#### Data extract:
━━━━━━━━
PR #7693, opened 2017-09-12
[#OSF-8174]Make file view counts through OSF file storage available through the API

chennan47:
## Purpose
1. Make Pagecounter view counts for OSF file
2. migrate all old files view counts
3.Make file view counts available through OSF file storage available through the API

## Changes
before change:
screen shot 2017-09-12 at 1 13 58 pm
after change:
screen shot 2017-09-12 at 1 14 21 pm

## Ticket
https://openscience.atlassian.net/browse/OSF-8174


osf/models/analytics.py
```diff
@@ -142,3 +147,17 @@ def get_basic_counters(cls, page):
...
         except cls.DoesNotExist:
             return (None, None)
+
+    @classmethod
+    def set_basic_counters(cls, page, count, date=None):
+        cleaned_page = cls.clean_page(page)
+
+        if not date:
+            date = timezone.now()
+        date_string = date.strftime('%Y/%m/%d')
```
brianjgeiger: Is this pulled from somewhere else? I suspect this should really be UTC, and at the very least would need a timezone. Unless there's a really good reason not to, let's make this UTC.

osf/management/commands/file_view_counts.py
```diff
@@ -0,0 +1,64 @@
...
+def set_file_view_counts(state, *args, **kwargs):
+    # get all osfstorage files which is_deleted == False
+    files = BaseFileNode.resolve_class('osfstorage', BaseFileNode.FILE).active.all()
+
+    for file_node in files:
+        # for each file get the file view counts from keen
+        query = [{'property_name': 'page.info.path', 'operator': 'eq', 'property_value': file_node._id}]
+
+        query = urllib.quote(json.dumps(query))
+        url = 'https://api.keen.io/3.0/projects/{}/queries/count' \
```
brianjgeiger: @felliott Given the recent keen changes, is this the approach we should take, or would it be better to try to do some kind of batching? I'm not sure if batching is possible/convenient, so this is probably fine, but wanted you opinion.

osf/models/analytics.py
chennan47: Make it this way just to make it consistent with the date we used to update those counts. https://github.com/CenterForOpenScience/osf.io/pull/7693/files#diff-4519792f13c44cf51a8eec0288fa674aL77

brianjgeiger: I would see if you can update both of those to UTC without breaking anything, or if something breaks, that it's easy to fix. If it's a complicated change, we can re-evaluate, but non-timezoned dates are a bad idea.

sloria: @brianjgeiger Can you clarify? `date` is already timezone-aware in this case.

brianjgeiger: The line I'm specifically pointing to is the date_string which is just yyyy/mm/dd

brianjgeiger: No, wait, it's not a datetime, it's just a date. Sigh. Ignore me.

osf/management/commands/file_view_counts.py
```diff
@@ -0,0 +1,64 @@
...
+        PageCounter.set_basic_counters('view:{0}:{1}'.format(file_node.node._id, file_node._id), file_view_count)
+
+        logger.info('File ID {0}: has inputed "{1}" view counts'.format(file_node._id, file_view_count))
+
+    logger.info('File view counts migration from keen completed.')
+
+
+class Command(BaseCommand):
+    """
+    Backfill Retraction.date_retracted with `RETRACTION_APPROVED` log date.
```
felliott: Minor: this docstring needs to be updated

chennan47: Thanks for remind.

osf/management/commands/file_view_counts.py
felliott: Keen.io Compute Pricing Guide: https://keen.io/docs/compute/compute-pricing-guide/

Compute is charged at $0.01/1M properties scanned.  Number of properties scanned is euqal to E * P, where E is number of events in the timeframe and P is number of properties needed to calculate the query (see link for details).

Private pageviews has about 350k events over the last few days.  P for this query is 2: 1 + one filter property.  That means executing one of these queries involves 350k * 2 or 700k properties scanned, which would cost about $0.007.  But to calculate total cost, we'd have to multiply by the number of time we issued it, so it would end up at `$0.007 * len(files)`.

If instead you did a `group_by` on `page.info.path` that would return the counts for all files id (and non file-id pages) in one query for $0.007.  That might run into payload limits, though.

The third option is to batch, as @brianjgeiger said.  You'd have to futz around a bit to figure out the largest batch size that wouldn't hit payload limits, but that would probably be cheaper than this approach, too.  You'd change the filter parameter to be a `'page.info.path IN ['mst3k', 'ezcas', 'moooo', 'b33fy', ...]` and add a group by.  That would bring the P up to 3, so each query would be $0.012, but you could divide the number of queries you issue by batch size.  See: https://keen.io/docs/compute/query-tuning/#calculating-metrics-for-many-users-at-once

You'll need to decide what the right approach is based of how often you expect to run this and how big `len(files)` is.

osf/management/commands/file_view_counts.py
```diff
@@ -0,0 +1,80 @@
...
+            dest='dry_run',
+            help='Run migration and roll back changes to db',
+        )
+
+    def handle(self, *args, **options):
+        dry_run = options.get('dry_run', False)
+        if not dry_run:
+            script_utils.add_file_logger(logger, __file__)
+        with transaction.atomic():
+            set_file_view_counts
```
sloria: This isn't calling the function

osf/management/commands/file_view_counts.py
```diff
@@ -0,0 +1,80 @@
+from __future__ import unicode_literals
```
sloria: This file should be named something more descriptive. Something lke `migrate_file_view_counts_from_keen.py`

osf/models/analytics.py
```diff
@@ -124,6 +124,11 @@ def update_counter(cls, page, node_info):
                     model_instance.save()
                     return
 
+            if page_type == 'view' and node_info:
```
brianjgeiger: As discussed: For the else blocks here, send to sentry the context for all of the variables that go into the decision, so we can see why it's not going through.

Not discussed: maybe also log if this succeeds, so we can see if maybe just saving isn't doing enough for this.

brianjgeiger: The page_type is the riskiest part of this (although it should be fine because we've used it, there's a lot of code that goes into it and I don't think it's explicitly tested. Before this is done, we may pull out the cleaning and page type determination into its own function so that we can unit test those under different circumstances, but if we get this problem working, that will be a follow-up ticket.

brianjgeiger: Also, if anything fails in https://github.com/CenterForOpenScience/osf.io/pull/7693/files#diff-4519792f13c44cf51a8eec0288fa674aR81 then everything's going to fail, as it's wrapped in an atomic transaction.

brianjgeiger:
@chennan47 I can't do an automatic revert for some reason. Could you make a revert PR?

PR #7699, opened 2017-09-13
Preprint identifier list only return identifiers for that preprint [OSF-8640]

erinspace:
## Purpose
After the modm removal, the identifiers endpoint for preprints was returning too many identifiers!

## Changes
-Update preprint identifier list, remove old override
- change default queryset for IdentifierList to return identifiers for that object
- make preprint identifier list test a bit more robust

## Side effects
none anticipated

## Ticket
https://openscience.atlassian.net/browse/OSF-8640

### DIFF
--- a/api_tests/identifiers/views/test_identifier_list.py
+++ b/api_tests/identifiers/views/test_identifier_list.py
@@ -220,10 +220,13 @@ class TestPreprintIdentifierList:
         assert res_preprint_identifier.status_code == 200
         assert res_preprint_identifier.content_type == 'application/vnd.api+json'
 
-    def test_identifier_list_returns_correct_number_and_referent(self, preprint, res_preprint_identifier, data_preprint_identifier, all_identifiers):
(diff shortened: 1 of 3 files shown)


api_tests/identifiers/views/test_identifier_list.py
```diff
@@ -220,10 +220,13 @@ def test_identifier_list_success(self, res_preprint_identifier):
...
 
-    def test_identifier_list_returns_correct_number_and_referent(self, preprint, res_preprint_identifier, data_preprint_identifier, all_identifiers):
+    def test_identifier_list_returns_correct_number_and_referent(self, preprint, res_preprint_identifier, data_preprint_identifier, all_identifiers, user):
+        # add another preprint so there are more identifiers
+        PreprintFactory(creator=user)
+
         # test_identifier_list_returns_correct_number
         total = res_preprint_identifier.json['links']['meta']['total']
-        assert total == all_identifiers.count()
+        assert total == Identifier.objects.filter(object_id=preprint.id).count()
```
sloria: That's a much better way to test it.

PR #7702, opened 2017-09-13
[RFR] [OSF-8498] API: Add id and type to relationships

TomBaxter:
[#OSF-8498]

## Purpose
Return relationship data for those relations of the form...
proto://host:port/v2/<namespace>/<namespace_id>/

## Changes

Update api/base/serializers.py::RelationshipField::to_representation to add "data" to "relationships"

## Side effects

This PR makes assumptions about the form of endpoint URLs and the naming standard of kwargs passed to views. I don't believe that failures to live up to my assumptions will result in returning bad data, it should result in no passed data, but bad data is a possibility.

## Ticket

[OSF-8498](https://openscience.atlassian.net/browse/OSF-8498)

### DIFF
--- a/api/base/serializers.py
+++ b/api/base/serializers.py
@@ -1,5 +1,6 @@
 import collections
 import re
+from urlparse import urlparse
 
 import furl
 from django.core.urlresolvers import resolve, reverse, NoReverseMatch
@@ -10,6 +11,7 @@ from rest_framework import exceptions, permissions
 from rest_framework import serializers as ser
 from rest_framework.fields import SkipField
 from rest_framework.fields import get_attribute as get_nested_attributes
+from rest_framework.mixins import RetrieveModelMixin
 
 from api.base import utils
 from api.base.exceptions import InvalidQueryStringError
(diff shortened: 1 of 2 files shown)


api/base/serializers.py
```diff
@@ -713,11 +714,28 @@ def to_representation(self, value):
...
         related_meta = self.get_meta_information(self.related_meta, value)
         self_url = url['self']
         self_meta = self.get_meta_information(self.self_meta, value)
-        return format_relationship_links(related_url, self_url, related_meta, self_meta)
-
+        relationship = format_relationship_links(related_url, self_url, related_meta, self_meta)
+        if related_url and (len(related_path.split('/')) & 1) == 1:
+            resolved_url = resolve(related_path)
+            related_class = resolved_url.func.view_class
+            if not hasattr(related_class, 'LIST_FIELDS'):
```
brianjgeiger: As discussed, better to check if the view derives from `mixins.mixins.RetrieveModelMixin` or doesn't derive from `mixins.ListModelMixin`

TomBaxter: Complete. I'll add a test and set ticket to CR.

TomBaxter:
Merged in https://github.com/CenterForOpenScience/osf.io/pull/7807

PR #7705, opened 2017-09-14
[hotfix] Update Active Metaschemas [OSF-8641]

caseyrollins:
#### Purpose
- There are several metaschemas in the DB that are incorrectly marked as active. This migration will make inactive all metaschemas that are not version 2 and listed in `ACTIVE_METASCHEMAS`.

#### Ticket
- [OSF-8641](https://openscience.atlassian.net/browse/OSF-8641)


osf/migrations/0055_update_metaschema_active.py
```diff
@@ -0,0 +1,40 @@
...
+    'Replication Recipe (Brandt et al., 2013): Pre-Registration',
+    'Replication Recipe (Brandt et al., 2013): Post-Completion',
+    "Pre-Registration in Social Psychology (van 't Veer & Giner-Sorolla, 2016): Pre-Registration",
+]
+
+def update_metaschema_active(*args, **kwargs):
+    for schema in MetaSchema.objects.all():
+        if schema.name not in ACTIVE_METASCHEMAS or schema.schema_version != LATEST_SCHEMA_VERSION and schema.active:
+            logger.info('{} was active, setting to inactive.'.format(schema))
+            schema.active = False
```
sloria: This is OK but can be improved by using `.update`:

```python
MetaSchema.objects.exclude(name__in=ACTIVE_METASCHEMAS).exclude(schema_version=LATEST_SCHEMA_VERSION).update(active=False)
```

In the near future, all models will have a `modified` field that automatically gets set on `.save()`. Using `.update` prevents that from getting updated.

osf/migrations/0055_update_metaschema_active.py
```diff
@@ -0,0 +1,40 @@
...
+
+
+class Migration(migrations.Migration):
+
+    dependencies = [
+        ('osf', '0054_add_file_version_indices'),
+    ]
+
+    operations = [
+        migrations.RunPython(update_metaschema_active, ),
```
━━━━━━━━
#### Assigned task:
Write out, from the lines above, only those from the line with "urlparse import urlparse" to the line with "from api.base import utils", exactly as given, including the first and the last.

#### Solution for this exercise:
+from urlparse import urlparse
 
 import furl
 from django.core.urlresolvers import resolve, reverse, NoReverseMatch
@@ -10,6 +11,7 @@ from rest_framework import exceptions, permissions
 from rest_framework import serializers as ser
 from rest_framework.fields import SkipField
 from rest_framework.fields import get_attribute as get_nested_attributes
+from rest_framework.mixins import RetrieveModelMixin
 
 from api.base import utils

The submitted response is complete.